Discriminating Tastes

Discriminating Tastes

While selective sourcing may indeed address some longstanding outsourcing challenges, it also presents some new management issues

Is selective sourcing truly more satisfying?

Although the outsourcing market continues to grow at a significant pace, many client organisations are becoming increasingly disillusioned with the concept of "mega deals". Indeed, many large-scale, single-vendor arrangements have been characterised by excessive fees, unrealised cost savings, ill-defined contractual terms, ineffective service levels, and vendor inflexibility in response to changing business requirements.

In response to these problems, the "selective sourcing" model has emerged as a viable and attractive alternative to the single-vendor approach. Essentially, a selective sourcing approach involves choosing a stable of "best of breed" vendors to administer various business services or business functions, leading to either a total or limited point solution.

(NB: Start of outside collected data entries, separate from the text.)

PR #221, opened 2023-10-19
label ScoreState::VTable0x18 and associated member

Ramen2X:
This PR gives the name `SetScoreCubeTutorialFlag` to `VTable0x18` in ScoreState and labels its associated member. This bool `m_playCubeTutorial` is responsible for determining whether or not the explanation audio for the first time a player visits the Score Cube room plays.


Ramen2X:
Side note: It's probable that this function is actually returning an `MxResult`, but I haven't been able to confirm. I'm unsure what the point of the return value is because the setting of the member isn't nested whatsoever.

PR #222, opened 2023-10-19
Rename virtual function to fix override

foxtacles:
Noticed after meging that the override isn't working. I've given the function a more generic name since it's based in `LegoState`. Maybe its purpose is something like "Activate", but we'd have to figure that out first.


Ramen2X (approved):
Huh, that's odd. But LGTM, thanks!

The perceived success of the selective sourcing approach in defining meaningful service levels, achieving cost targets, and enabling effective governance has gained it increasing favour in the executive suite as the preferred approach to sourcing. However, while selective sourcing may indeed address some longstanding outsourcing challenges, it also presents some new management issues. Moreover, many of the benefits of selective sourcing can at times be equally well realised by applying leading management practices to a single-vendor model.

Selective Success Factors

Evidence suggests that selective sourcing is more effective than total outsourcing, in terms of critical success factors such as achieving targeted cost savings, maintaining or improving service levels, and renewal of contracts.

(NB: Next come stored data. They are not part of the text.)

PR #226, opened 2023-10-21
MxVideoPresenter AlphaMask (formerly UnkStruct)

disinvite:
Implementing the constructor (and destructor) for what I am calling the `AlphaMask` struct inside of `MxVideoPresenter`. My reasoning is: we are walking the bitmap rows in order (regardless of top-down or bottom-up orientation) and setting a bit in the allocated array if the given pixel has a non-zero value. I'm not sure yet how this gets used, but that's outside the scope of this PR.

There is a similar constructor in the `MxVideoPresenter` subclass `MxStillPresenter`. It's a lot shorter, but still should be a separate PR.

The `BITMAPINFOHEADER` struct has a field `biCompression` that can have a few different values. A value of zero corresponds to `BI_RGB`, which means uncompressed. By default, the rows of the bitmap are ordered bottom-up (that is, the lowest row of pixels on the screen comes first in the file). If the `biHeight` field is negative, this means that the bitmap is top-down (pixels appear in screen order).

The devs added a non-standard value of `0x10` for `biCompression`; if it is found, we assume the bitmap has top-down order regardless of the sign of `biHeight`. I added a macro `BI_RGB_TOPDOWN` for this case. I didn't check the SI files to see if any actual `MxBitmap` data (or video, I guess) uses this alternate value, but maybe somebody can speak to it.

The code in this constructor that checks `biCompression` and `biHeight` is a little bit of a mess. I used the dreaded `goto` but even that doesn't completely match. (Hopefully the intent is clear.) There is probably some optimization here that I'm missing, but I've spent enough time on this and I want to throw it out to the group.

I added some inlines to `MxBitmap` to simplify certain actions, including the `Abs` re-implementation from back in #195. I haven't dropped them in everywhere yet.

### DIFF
--- a/LEGO1/mxbitmap.cpp
+++ b/LEGO1/mxbitmap.cpp
@@ -369,7 +369,7 @@ MxResult MxBitmap::SetBitDepth(MxBool p_isHighColor)
 MxResult MxBitmap::StretchBits(HDC p_hdc, MxS32 p_xSrc, MxS32 p_ySrc, MxS32 p_xDest, MxS32 p_yDest, MxS32 p_destWidth, MxS32 p_destHeight)
 {
   // Compression fix?
-  if ((this->m_bmiHeader->biCompression != 16) && (0 < this->m_bmiHeader->biHeight)) {
+  if ((this->m_bmiHeader->biCompression != BI_RGB_TOPDOWN) && (0 < this->m_bmiHeader->biHeight)) {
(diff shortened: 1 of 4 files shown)


foxtacles:
Nice work, looks good to me. I'm pretty confident the `goto` part can be eliminated, the line after the label `seek_to_last_row` probably needs to be duplicated as well, and then it's "only" a matter of trying out all the possible permutations of the branching logic until the right one comes out.

That being said, I gave it a try for like 10 minutes and didn't get the right one, but I think this is good to merge.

A 1998 study of 61 sourcing decisions directed by Leslie Willcocks, an academic outsourcing expert at the Warwick Business School in the United Kingdom, found that 85 per cent of selective outsourcing decisions met customers' expected cost savings, whereas only 29 per cent of total outsourcing decisions met expected cost savings.

Willcocks and others cite a number of factors that contribute to the success of selective sourcing. These include the ability to choose vendors with specific areas of specialisation to match requirements. Selective sourcing is also seen to facilitate a competitive environment, and to enable greater flexibility to adapt to change.

The major drawback of selective sourcing, according to Willcocks, is "the transaction costs associated with multiple evaluations, multiple contract negotiations, and multiple suppliers to manage and coordinate".